Using a ticketing system. The good & the bad.

The use of ticketing systems has become the norm among most customer service teams, but should it be? Here’s why using a ticketing system may be harming your business.


What is a ticketing system?

Ticketing systems were created to help internal IT teams track and resolve reported issues that required two tiers of support. By creating a “virtual” ticket for each reported issue, IT teams could easily pass on complex issues to their engineering teams, for example, and track the progress of an issue until it got resolved. And they still work quite well in this capacity.

The problem is, many help desks tools adopted the concept of ticketing into their software as a way to handle incoming customer inquiries. But for most customer service teams, the nature of the types of customer inquiries they receive don’t require external assistance and can be resolved by the customer service team alone. Therefore, turning every customer inquiry into a ticket creates extra work for customer service agents and results in siloed, broken communication between the two parties.

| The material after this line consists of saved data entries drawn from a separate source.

PR #1455, opened 2017-05-12
[MOD] Report Updated, Support SQLXML as binding, workaround for ORA

jdoe-id1:
Return affected records on an update/insert/delete statement
Add Support for SQLXML type as binding type
Add Workaround for Oracle ORA-00904 on parsing VALID update statement

### DIFF
--- a/basex-core/src/main/java/org/basex/query/func/sql/SqlExecute.java
+++ b/basex-core/src/main/java/org/basex/query/func/sql/SqlExecute.java
@@ -12,7 +12,6 @@ import org.basex.query.*;
 import org.basex.query.iter.*;
 import org.basex.query.value.item.*;
 import org.basex.query.value.node.*;
-import org.basex.query.value.seq.*;
 import org.basex.util.*;
 
 /**
@@ -39,7 +38,7 @@ public class SqlExecute extends SqlFn {
     if(!(obj instanceof Connection)) throw BXSQ_CONN_X.get(info, id);
     try {
       final Statement stmt = ((Connection) obj).createStatement();
-      return stmt.execute(query) ? iter(stmt, true) : Empty.ITER;
+      return stmt.execute(query) ? iter(stmt, true) : Int.get(stmt.getUpdateCount()).iter();
     } catch(final SQLException ex) {
       throw BXSQ_ERROR_X.get(info, ex);
     }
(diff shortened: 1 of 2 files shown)


basex-core/src/main/java/org/basex/query/func/sql/SqlExecute.java
```diff
@@ -39,7 +38,7 @@ public Iter iter(final QueryContext qc) throws QueryException {
     if(!(obj instanceof Connection)) throw BXSQ_CONN_X.get(info, id);
     try {
       final Statement stmt = ((Connection) obj).createStatement();
-      return stmt.execute(query) ? iter(stmt, true) : Empty.ITER;
+      return stmt.execute(query) ? iter(stmt, true) : Int.get(stmt.getUpdateCount()).iter();
```
ChristianGruen: Thanks for your pull request. – I didn’t check the code in detail yet, but isn’t it wrong to return an integer if the SQL statement is non-updating?

jdoe-id1: Sorry, you absolutely right! I have to check the return value of getUpdateCount as documented. And in case of an empty result of a select statement an empty sequence must returned as before!

jdoe-id1: Ok, I did some further investigation and tests on oracle, mysql and postgresql.

If a SELECT statement was processed by execute, it will be always return true, even no result was returned ("select * from sometable where 1=0"). So an empty sequence will return within xquery anyway and not change in current behaviour of BaseX. 

If it was an update (insert, delete or ddl) statement, execute returns always false and the number of affected record can received by getUpdateCount. getUpdateCount will return 0 if no rows are affected ("update someTable set someColumn='x' where 1=0"). 

In consequence it will not mixed up with empty sequence as result of an empty select.

So the patch should be fine as it is :)

ChristianGruen: Sounds completely reasonable! Thanks for trying 3 different RDBMS. I’ll additionally check SQLite, and I’ll merge your PR if everything works as expected.

ChristianGruen:
A great PR, thanks. I have changed some minor issues (), and I have updated our documentation (http://docs.basex.org/wiki/SQL_Module#sql:execute-prepared). A new stable snapshot is available (http://files.basex.org/releases/latest/), BaseX 8.6.4 is scheduled for end of this week.

PR #1461, opened 2017-06-05
Removed outdated Checkstyle module

infstylecheck:
Running `mvn checkstyle:checkstyle` currently crashes because the configuration files have the module `StrictDuplicateCode` which is outdated. This PR removes the outdated module from the configuration files so that `mvn checkstyle:checkstyle` now does not crash.


ChristianGruen:
Thanks, looks good.

PR #1465, opened 2017-06-22
Completed Chinese translation

donaldjohn:
Hi,
  I added Chinese translation to BaseX, please accept my pull request, so that BaseX can be easier for Chinese users.


ChristianGruen:
@donaldjohn, thanks for the translation, very appreciated!

PR #196, opened 2016-07-21
Fixing some minor styling issue and how assertions are propagated as failures. Also removing NS_BLOCK_ASSERTION.

khandpur:
1) Fixing some minor styling issue
2) Failure outside valid test context now throw exception instead of silently ignoring the failures
3) Removing NS_BLOCK_ASSERTION so EarlGrey can be used again release builds.


tirodkar:
LGTM from me!

sid-github:
LGTM too.

Issue #50, opened 2016-03-21
Travis is failing


bootstraponline:
I updated [the docs](https://github.com/google/EarlGrey/pull/49) and was surprised to see [all the Travis failures.](https://travis-ci.org/google/EarlGrey/builds/116943764)
## 

> The job exceeded the maxmimum time limit for jobs, and has been terminated.
> 
> https://travis-ci.org/google/EarlGrey/jobs/116943768
## 

> Executed 208 tests, with 2 failures (2 unexpected) in 2361.286 (2361.643) seconds
> 
> https://travis-ci.org/google/EarlGrey/jobs/116943769

tirodkar:
Thanks for bringing this to our attention @bootstraponline, we're currently working on fixing these issues.

bootstraponline:
Travis has a [hard limit of 50 minutes for Mac builds.](https://docs.travis-ci.com/user/customizing-the-build/#Build-Timeouts) If there was some way to cache the app build instead of recompiling every time, that might help.

For appium, we've had to use an open source cloudbees account with [on premise executors](https://documentation.cloudbees.com/docs/dev-at-cloud/On-Premise+Executors.html) (via AWS) because Travis doesn't play nice with lots of UI tests.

💡 Why do help desk ticketing systems create poor customer experiences?

Today, the ways customers contact and communicate with brands have changed. Customers no longer stick with one single channel when engaging with a brand. They may jump between several - using whichever one is most convenient to them at that moment. And they expect a seamless customer service experience every time too. 
Help desk ticketing systems don’t support seamless ongoing conversations between brands and customers because they keep customer communication in separate siloed tickets stuck in the original channel the communication took place in (ex: email). This makes for frustrating and often inconsistent customer experiences, resulting in customers having to repeat themselves and agents having to jump between several systems or tabs to collect the context they need.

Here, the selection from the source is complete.